PR #166, opened 2023-02-14
chore: remove Ubuntu Pro apt advertisements

mmstick:
Resolves https://www.reddit.com/r/pop_os/comments/111vajn/ubuntu_pro_advertisements_in_pop_os/

This file is included by `ubuntu-advantage-tools`, which is a required dependency of `ubuntu-minimal`.

### DIFF
--- a/debian/pop-default-settings.postinst
+++ b/debian/pop-default-settings.postinst
@@ -90,6 +90,9 @@ X-Repolib-Default-Mirror: ${SYS_REPO}"
 
 case "$1" in
     configure)
+        # Remove Ubuntu Pro advertisement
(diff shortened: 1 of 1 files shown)


n3m0-22 (approved):
I have not been able to reproduce this issue, but I can confirm this PR is removing `20apt-esm-hook.conf`. I have seen no regressions caused by this.

jackpot51 (approved):

jacobgkau:
On one of my test systems, I had to manually run `sudo dpkg-reconfigure pop-default-settings` for this to take effect. Is the `case "$1" in configure)` block supposed to get run on every update to the package, or only on installs or when other conditions are met?

PR #167, opened 2023-03-06
fix: Opt out of phased updates Focal

n3m0-22:
Phased updates messages have started showing up in Focal.

```
Reading package lists... Done
Building dependency tree       
Reading state information... Done
Calculating upgrade... Done
#
# "Phased updates" allow careful rollout of deb package changes at scale.
# You may see these as packages that have been "kept back". Learn more at
# https://ubuntu.com/server/docs/about-apt-upgrade-and-phased-updates
#
The following packages have been kept back:
  fwupd-signed
0 upgraded, 0 newly installed, 0 to remove and 1 not upgraded.
```

This is an addition of the original fix for Jammy.
https://github.com/pop-os/default-settings/pull/153
https://github.com/pop-os/default-settings/pull/166

This works for fresh installs. Otherwise `sudo dpkg-reconfigure pop-default-settings` needs to be run after adding this PR.

It will still suffer from the issue pointed out by @jacobgkau https://github.com/pop-os/default-settings/pull/166#issuecomment-1478390144, but it will at least put Jammy and Focal on equal footing in regards to this issue.


leviport:
I don't think it worked:

ahoneybun:
Wouldn't it be like this?:

APT::Get::Always-Include-Phased-Updates "false";

leviport:
@ahoneybun did you see https://github.com/pop-os/default-settings/pull/153 ?

jackpot51 (dismissed):

leviport:
I might need to wait a bit longer for the cron job to run, but I still got the phased updates message after installing this update and rebooting:


I'd also like an engineering opinion on whether this is the kind of fix we'd be happy with.

jackpot51:
I expected this to work because it matches the jammy change. I would want the same thing on focal, once it works.

n3m0-22:
My reasoning for going beyond what was done for Jammy is that in Focal while `APT::Get::Always-Include-Phased-Updates "true";` does seem to opt out of phased updates it does not suppress the message from Ubuntu when running `apt upgrade`.

My concern with this is that users will still be seeing a message about phased updates with a link to Ubuntu server docs https://ubuntu.com/server/docs/about-apt-upgrade-and-phased-updates.

I do see a difference in the version of `apt` that may be part of the problem (i.e., Jammy `apt` is `2.4.8`, Focal `apt` is `2.0.6`).

I also noticed that in `/etc/apt/apt.conf.d` on Jammy there is no file `20apt-esm-hook.conf`, but there is on Focal. If this file is deleted or it's contents commented out on Focal the message does go away. Maybe removing this file on Focal is a more acceptable solution.  

If this message showing is not of concern I can remove the second commit, and it should still opt out the user.

13r0ck:
> but `ubuntu-advantage-tools` is now providing

Man we really need to improve our metapackaing to remove that package

n3m0-22:
> > but `ubuntu-advantage-tools` is now providing
> 
> Man we really need to improve our metapackaing to remove that package

If removing the package completely is ok I can confirm from my testing that solves the issue as well.

13r0ck (changes requested):
Rather than running everytime the system boots, this should just be in https://github.com/pop-os/default-settings/blob/master_jammy/usr/bin/pop-app-folders

And run `pro config unset apt_news` once

n3m0-22:
> Rather than running everytime the system boots, this should just be in https://github.com/pop-os/default-settings/blob/master_jammy/usr/bin/pop-app-folders
> 
> And run `pro config unset apt_news` once

I had thought about doing that, but I was worried an update to `ubuntu-advantage-tools` might reset the change. Although I suppose an update could also make this fix invalid anyway.

n3m0-22:
On a fresh install of Pop 20.04, with or without the changes in this PR, I'm no longer seeing any messages about phased updates. Checking `pro config show` I'm seeing `apt_news` set to `true`. This PR may no longer be necessary, but that will need to be double checked.

13r0ck (changes requested):
Sorry for the delay. This should be wrapped in the check for cache version, i.e.:
```bash
if [ "${CACHE_VERSION}" -lt "1" ]
```
So it only runs once. I know you said that you arn't seeing the issue anymore, but it won't hurt to add this encase it comes back. After this change we should merge this.

usr/bin/pop-app-folders
```diff
@@ -96,3 +96,17 @@ esac
 echo "1" > "${CACHE_PATH}"
 
 fi
+
+if [ "${CACHE_VERSION}" -lt "1" ]
```
13r0ck: Still not quite there. Look at the app-folders file on jammy. The cache version needs to be iterated after each check, and the if statement needs to increase by each time as well

13r0ck (changes requested):

13r0ck (dismissed):
Looks good!

n3m0-22:
I'm closing this for now as it is not working. I will reopen if the issues presents itself again.

jacobgkau (approved):
Before installing:
Screenshot from 2023-03-23 13-58-42
After installing:
Screenshot from 2023-03-23 13-59-26
Regarding https://github.com/pop-os/default-settings/pull/166#issuecomment-1478390144, in my Focal test environment, I did see the `leaving diversion of ...` messages when doing `apt upgrade` that would indicate the configure script ran.

jackpot51 (approved):

PR #169, opened 2023-04-05
Remove old dependencies because of pop-os/metapackage reorg

13r0ck:
requires: https://github.com/pop-os/desktop/pull/113

Will require another branch to push to focal

PR #170, opened 2023-04-07
[jammy] chore: configure apt esm hook with diversion

mmstick:


jackpot51 (commented):
I would prefer diverting to a new, empty file. This is in case a user wants to edit this file.

n3m0-22 (changes requested):
This is creating two new files:
 - `20apt-esm-hook.conf`
 - `20apt-esm-hook.conf.diverted`

After installing running `sudo apt update` while still working now shows the following:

Task description: Everything above from the line with "--- a/debian/pop-default-settings.postinst" to the line with "(diff shortened: 1 of 1 files shown)", both included, must be repeated exactly, and nothing outside that range.

Task answer:
--- a/debian/pop-default-settings.postinst
+++ b/debian/pop-default-settings.postinst
@@ -90,6 +90,9 @@ X-Repolib-Default-Mirror: ${SYS_REPO}"
 
 case "$1" in
     configure)
+        # Remove Ubuntu Pro advertisement
(diff shortened: 1 of 1 files shown)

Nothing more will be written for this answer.